Psychiatric comorbidity is common in eating disorders (EDs) and associated with poor outcomes, including increased risk for relapse and premature death. Yet little is known about comorbidity ...following ED recovery.
We examined two common comorbidities, major depressive disorder (MDD) and substance use disorder (SUD), in adult women with intake diagnoses of anorexia nervosa and bulimia nervosa who participated in a 22-year longitudinal study. One hundred and seventy-six of 228 surviving participants (77.2%) were interviewed 22 years after study entry using the Eating Disorders Longitudinal Interval Follow-up Evaluation to assess ED recovery status. Sixty-four percent (n = 113) were recovered from their ED. The Structured Clinical Interview for DSM-IV was used to assess MDD and SUD at 22 years.
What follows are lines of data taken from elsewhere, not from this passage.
PR #478, opened 2024-08-13
Share length validation

MatheusFranco99:
# Overview

This PR adds a validation to the runners' construction function (except by `CommitteeRunner`) to assert that the `share` argument has only one entry (only one share).


ssv/aggregator.go
```diff
@@ -29,7 +29,12 @@ func NewAggregatorRunner(
 	operatorSigner *types.OperatorSigner,
 	valCheck qbft.ProposedValueCheckF,
 	highestDecidedSlot phase0.Slot,
-) Runner {
+) (Runner, error) {
+
+	if len(share) != 1 {
+		return nil, errors.New("must have only one share")
```
GalRogozinski, line 35: if we add an error we should have an accompaning test

MatheusFranco99: On it

GalRogozinski (approved):

y0sher (approved):
Approving this but with an *.

* @GalRogozinski @MatheusFranco99 
I think if this check is required maybe its time to think of separating the base for committee and other runners. Since other runners will never recv more than one share, it looks weird that their func signature can recv a map of shares.

MatheusFranco99:
@y0sher I agree.
I have opened an issue for that to be done later on

ssv/spectest/tests/runner/construction/many_shares.go
```diff
@@ -0,0 +1,29 @@
...
+	"github.com/ssvlabs/ssv-spec/types"
+	"github.com/ssvlabs/ssv-spec/types/testingutils"
+)
+
+func ManyShares() tests.SpecTest {
+
+	ks := testingutils.KeySetMapForValidators(10)
+	shares := testingutils.ShareMapFromKeySetMap(ks)
+
+	// No errors since one share must be valid for all runners
```
alan-ssvlabs, line 14: Is this comment right for this test?

ssv/spectest/tests/runner/construction/no_shares.go
```diff
@@ -0,0 +1,28 @@
...
+	"github.com/attestantio/go-eth2-client/spec/phase0"
+	"github.com/ssvlabs/ssv-spec/ssv/spectest/tests"
+	"github.com/ssvlabs/ssv-spec/types"
+)
+
+func NoShares() tests.SpecTest {
+
+	shares := map[phase0.ValidatorIndex]*types.Share{}
+
+	// No errors since one share must be valid for all runners
```
alan-ssvlabs, line 13: and here

alan-ssvlabs (approved):

ssv/spectest/tests/runner/construction/many_shares.go
MatheusFranco99: Indeed not. Updating. Thanks for the catch!

ssv/spectest/tests/runner/construction/no_shares.go
MatheusFranco99: Updating, thanks!

PR #480, opened 2024-08-14
Fix static analysis issues

MatheusFranco99:
# Overview

This PR adds fixes for static analysis issues including:
- file permission issues
- file inclusion via variable issues

It also adds a `nosec` comment for a cryptographically insecure PRNG (pseudo-random number generator) used in tests. We use this PRNG (`math/rand`) since the secure `crypto/rand` doesn't allow seeding (which is important for consistent tests).

An existing issue with implicit memory aliasing in a for loop will be automatically fixed by the go update to 1.22.

### DIFF
--- a/qbft/spectest/generate/main.go
+++ b/qbft/spectest/generate/main.go
@@ -93,7 +93,7 @@ func writeJsonStateComparison(name, testType string, post interface{}) {
 
 	file := filepath.Join(scDir, fmt.Sprintf("%s.json", name))
 	log.Printf("writing state comparison json: %s\n", file)
-	if err := os.WriteFile(file, byts, 0444); err != nil {
+	if err := os.WriteFile(file, byts, 0400); err != nil {
 		panic(err.Error())
 	}
 }
@@ -120,7 +120,7 @@ func writeJson(data []byte) {
 
 	file := filepath.Join(basedir, "tests.json")
 	log.Printf("writing spec tests json to: %s\n", file)
-	if err := os.WriteFile(file, data, 0444); err != nil {
+	if err := os.WriteFile(file, data, 0400); err != nil {
 		panic(err.Error())
 	}
 }
--- a/qbft/spectest/generate/main.go
+++ b/qbft/spectest/generate/main.go
@@ -93,7 +93,7 @@ func writeJsonStateComparison(name, testType string, post interface{}) {
 
 	file := filepath.Join(scDir, fmt.Sprintf("%s.json", name))
 	log.Printf("writing state comparison json: %s\n", file)
-	if err := os.WriteFile(file, byts, 0600); err != nil {
+	if err := os.WriteFile(file, byts, 0444); err != nil {
 		panic(err.Error())
 	}
 }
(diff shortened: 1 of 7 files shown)


qbft/spectest/generate/main.go
```diff
@@ -92,7 +93,7 @@ func writeJsonStateComparison(name, testType string, post interface{}) {
 
 	file := filepath.Join(scDir, fmt.Sprintf("%s.json", name))
 	log.Printf("writing state comparison json: %s\n", file)
-	if err := os.WriteFile(file, byts, 0644); err != nil {
+	if err := os.WriteFile(file, byts, 0600); err != nil {
```
GalRogozinski, line 96: I would update to 0444

The reason is that we don't want anyone writing to the file, to make tests pass/fail.
There's nothing confidential here so might as well let everyone read

MatheusFranco99: Yup, I agree

MatheusFranco99: Actually, `gosec` still complains about 0444:
> G306 (CWE-276): Expect WriteFile permissions to be 0600 or less (Confidence: HIGH, Severity: MEDIUM)

Can't it be 0400? Why do we need to allow "read" for group and others?

ssv/spectest/generate/main.go
```diff
@@ -112,7 +113,7 @@ func writeSingleSCJson(path string, testType string, post interface{}) {
 	}
 
 	log.Printf("writing state comparison json: %s\n", file)
-	if err := os.WriteFile(file, byts, 0644); err != nil {
+	if err := os.WriteFile(file, byts, 0444); err != nil {
```
GalRogozinski, line 116: ditto

ssv/spectest/generate/main.go
```diff
@@ -156,7 +157,7 @@ func writeJson(data []byte) {
 	}
 
 	// Write the gzipped data to a file
-	if err := os.WriteFile(file, buf.Bytes(), 0644); err != nil {
+	if err := os.WriteFile(file, buf.Bytes(), 0444); err != nil {
```
GalRogozinski, line 160: ditto

types/spectest/generate/main.go
```diff
@@ -108,7 +109,7 @@ func writeJson(data []byte) {
 	file := filepath.Join(basedir, "tests.json")
 
 	fmt.Printf("writing spec tests json to: %s\n", file)
-	if err := os.WriteFile(file, data, 0644); err != nil {
+	if err := os.WriteFile(file, data, 0444); err != nil {
```
GalRogozinski, line 112: ditto

GalRogozinski (changes requested):
just the permissions

qbft/spectest/generate/main.go
GalRogozinski: hmm 
if CI passes then it can be 0400 honestly
I just think that there is no confidential information and the SSV huts generate jsons themselves.

I just saw no sec concern so you can choose

MatheusFranco99: I also don't see security concerns, but `gosec` complains and I also don't see a reason for the group and others read permission.
Updating it to 0400

GalRogozinski (approved):

alan-ssvlabs (approved):

PR #481, opened 2024-08-14
Secure key storage

MatheusFranco99:
# Overview

This PR adjusts the `PemToPrivateKey` and `PemToPublicKey` functions to use a secure storage method, removing the deprecated functions that were being used.

### DIFF
--- a/types/encryption.go
+++ b/types/encryption.go
@@ -20,7 +20,10 @@ func GenerateKey() ([]byte, []byte, error) {
 	}
 
 	// convert to bytes
-	skPem := PrivateKeyToPem(sk)
+	skPem, err := PrivateKeyToPem(sk)
+	if err != nil {
+		return nil, nil, errors.Wrap(err, "Failed to encode private key to pem")
+	}
 	pkPem, err := GetPublicKeyPem(sk)
 	if err != nil {
 		return nil, nil, errors.Wrap(err, "Failed to marshal public key")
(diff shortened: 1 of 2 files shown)


types/encryption.go
```diff
@@ -92,13 +88,17 @@ func PemToPublicKey(pkPem []byte) (*rsa.PublicKey, error) {
 }
 
 // PrivateKeyToPem converts privateKey to pem encoded
-func PrivateKeyToPem(sk *rsa.PrivateKey) []byte {
+func PrivateKeyToPem(sk *rsa.PrivateKey) ([]byte, error) {
+	pemBytes, err := x509.MarshalPKCS8PrivateKey(sk)
```
GalRogozinski, line 92: I see in SSV they use `x509.MarshalPKCS1PrivateKey(sk)`
Why the difference?
This function isn't deprectated?

MatheusFranco99: As I understand, PKCS8 will just add a key-type tag. Follow this [link](https://stackoverflow.com/questions/48958304/pkcs1-and-pkcs8-format-for-rsa-private-key) for more

So, it's more or less the same but it seems that PKCS8 is preferable if we can use it (the audit also suggests it). Therefore, it would be good if SSV also updates it. If not, I can restore to PKCS1

GalRogozinski: The only thing is maybe node stores private keys and if we switch formats it may cause issues...
I can give an approve for now... but we should wait for @moshe-blox or @y0sher to read this comment and give their opinion

GalRogozinski (approved):

types/encryption.go
GalRogozinski: Btw, to be honest... this is an example of where we have too much implementation details in spec...
A spec probably shouldn't care about whether the key is PKCS1 or PKCS8 encoded

MatheusFranco99: Agree

types/encryption.go
```diff
@@ -49,39 +52,32 @@ func Encrypt(pk *rsa.PublicKey, plainText []byte) ([]byte, error) {
...
-		if err != nil {
-			return nil, errors.Wrap(err, "Failed to decrypt private key")
-		}
+	if block == nil {
+		return nil, errors.New("failed to decode PEM")
 	}
-	parsedSk, err := x509.ParsePKCS1PrivateKey(b)
+
+	// Parse key as PKCS8
+	parsedSk, err := x509.ParsePKCS8PrivateKey(block.Bytes)
```
y0sher, line 60: AFAIK PKCS8 isn't backward compatible with PKCS1.. wouldn't this break stuff?

y0sher (approved):
@GalRogozinski @MatheusFranco99 
(@moshe-blox, @lior-blox ).

I think I can approve this for the spec as I understand why you want this change. But I can't tell if and when we'll be able to adapt in the node. So maybe its best to wait with merging this.

types/encryption.go
MatheusFranco99: Correct
It depends on how these functions are being used. From your above comment, it seems that it would break indeed. So, I'll switch back to PKCS1

MatheusFranco99:
@y0sher 
Sure
Adding back the PKCS1 due to the break issues

y0sher:
@MatheusFranco99 I would create an issue about switching to PKCS8 in the future if its better in any terms, we just need to to this carefully and think about it from a product perspective.

MatheusFranco99:
@y0sher Agree 100%. Thanks

alan-ssvlabs (approved):
Agree with the discussions above

GalRogozinski:
@y0sher 
there is no hinderance now that we switched back to PKCS1 and this can be merged from your perspective?

y0sher:
Other than that looks good to me.

GalRogozinski:
Btw @MatheusFranco99 and @alan-ssvlabs @y0sher, I don't see a reason to open an issue with PKCS8 unless someone can tell me a clear advantage of it that is relevant to us.
I understood the tags will be helpful if we ever change our encryption algo, when we do that the encoding can change.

At 22-year follow-up, 28% (n = 49) met criteria for MDD, and 6% (n = 11) met criteria for SUD. Those who recovered from their ED were 2.17 times more likely not to have MDD at 22-year follow-up (95% CI 1.10, 4.26, p = .023) and 5.33 times more likely not to have a SUD at 22-year follow-up than those who had not recovered from their ED (95% CI 1.36, 20.90, p = .008).
Compared to those who had not fully recovered from their ED, those who had recovered were twice as likely not to be diagnosed with MDD in the past year and five times as likely not to be diagnosed with SUDs in the past year. These findings provide evidence that long-term recovery from EDs is associated with recovery from or absence of these common major comorbidities. Because comorbidity in EDs can predict poor outcomes, including greater risk for relapse and premature death, our findings of reduced risk for psychiatric comorbidity following recovery at long-term follow-up is cause for optimism.
•ED recovery was associated with absence of MDD and SUDs at 22-year follow-up.•Those recovered from their EDs were twice as likely not to be diagnosed with MDD.•Those recovered from EDs were five times as likely not to be diagnosed with SUDs.